Another example: the static bicycle ZoltarStark mentioned in his The challenge continue post. We spent a whole week comparing prices and the perks you’d get in each price range. We finally went for a more expensive one, with loads of cool stuff. The cool stuff has never worked properly. Sure, we could have returned it, but 1. we decided that a crappy bike was better than no bike; 2. if we had returned it, my present post would not have been as cool, now would it?
Six and a half years ago, when I was off to Ireland to do my PhD, my father bought me a 3000 EUR Acer laptop with 64 MB of RAM and a 9 GB hard-disk. That laptop worked without a glitch for 5 years. It might actually still be working, for all I know. And I say it might because someone “borrowed” it from a hotel in Bogotá over a year ago, and we have not heard from it since… snif. By the way, if that person reads this, could you tell us if it’s still working? We won’t ask for it back, promise! Three years ago I got myself a 1200 EUR DELL laptop with 1 GB of RAM and a 60 GB hard-disk. Allowing for time difference and the drop in laptop’s prices, I had expected my new laptop to be at least as good as the Acer one. My DELL laptop… cannot be called a laptop anymore. Its card reader slot and Ethernet port stopped working a year and a half ago, as the left back-side suffered from overheating. The laptop is placed over 4 tiny dictionaries that hold it 3 cm over the desk to allow air to circulate as the fans struggle to deal with the heat. When you tell it to open a file from Windows Explorer, you can sing Andrea Bocelli’s Vivo per lei three times before it actually responds. Oh, Windows needs to be reinstalled from time to time for it to continue working properly you say? I could reinstall Windows, you say? Yeah… the screen stopped working a year ago. It’s been plugged to an external screen since then and you can only see stuff when it’s already finished booting. I basically have the poor thing running Thunderbird and that’s it. I’m using a, yet another, new laptop which only has Linux installed, in case you wondered what was I typing from.
And finally la crème of this post: the products that prompted me to write this… dissertation on failing products and pocket pains. Last summer we bought a portable DVD player. As with the bike, we researched, we compared prices, we informed ourselves of the options, we blah bla blahed a bit more… and finally went to MediMax and bought the cheapest they had: a Xoro HSD7100 7” portable DVD player for 100 EUR, which according to some pages could, maybe, be convinced to play multiregion DVDs. Not long afterwards we followed the same research path for normal DVD players and instead of getting the cheapest one in the shop, we bought a Phillips DVP5960 DVD player in the mid-price region, looking for better picture quality, sound and whatnot.

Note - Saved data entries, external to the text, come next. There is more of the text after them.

PR #2307, opened 2025-08-12
Various typo fixes

CharlesCNorton:
First commit - the comment in theories/Algebra/Rings/Matrix.v uses “analagous” instead of “analogous. Further commits below.


jdchristensen:
Thanks!  Can you squash it down to one commit?

PR #2309, opened 2025-08-24
Add results on compact and searchable types (mostly following Escardo), lemmas for HProps

thchatzidiamantis:
We add definitions and basic facts about compact and searchable types, including some examples and characterisations. We prove that the type `nat->X` is uniformly searchable if `X` is searchable. Useful lemmas about propositions and Σ-types are added to `TruncType` and `Sigma` respectively.


jdchristensen:
I'll just go ahead and merge, but if anyone has comments in the future, just let @thchatzidiamantis and me know.

PR #2314, opened 2025-09-19
chore: update nix flake

Alizter:


Alizter:
Used in CI and local development. Works for me so merging.

jdchristensen:
Currently we have opam-build, quick-build and build, and for each of those we build against three versions of Coq.  And in addition we have nix building against one version of Coq.  I wonder if we should only do some of those builds.  E.g. opam-build could build against v1, v2 and v4 of Coq, quick-build could build against v3 and v4, while build could be against v2 and v4, while nix is against v3.  (I'm just making this up, but the idea is that we mix and match, rather than doing the full cartesian product of the sets.)  OTOH, the builds run in parallel, so it doesn't waste much wall time, just github resources.

I also wondered about doing one build really fast, with more cores, before doing any others.  Then when you pushed something faulty, you'd find out very quickly (ideally in < 1 minute), and we wouldn't waste cpu time trying all of the other build variants.

Just some random thoughts, since you are adjusting things.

Xoro played multiregion DVDs from the start. It also plays.. well, basically anything you throw at it. It is quick to respond, its battery life is almost 3 hours and once you accept portable DVD players do make some noise when playing DVDs, its sound is excellent. My brother bought a DVD player not long ago which cost almost twice the price and it might have a 9” screen and run for longer, but is picky as hell as to what it wants to play.
Phillips takes 10 seconds to respond to the Power on command. And another 5 to open the door, making it quite annoying when you forgot to remove the DVD before powering it off. It makes as much noise, if not more, as Xoro (which is NOT normal for DVD players). The remote is more temperamental than a Chihuahua after being stuck in a box for the duration of a transatlantic flight. And if it improves the image quality, well, you’d have to have better eyesight than Superman to notice it. It does play multiregion DVD, after you introduce a code, though…
Conclusion to all this rambling… buy pretty things, for there is no guarantee in quality anymore, and save to be able to replace your purchases in case you did not stumble by chance on a good product.
PS. El Xorro wins of course!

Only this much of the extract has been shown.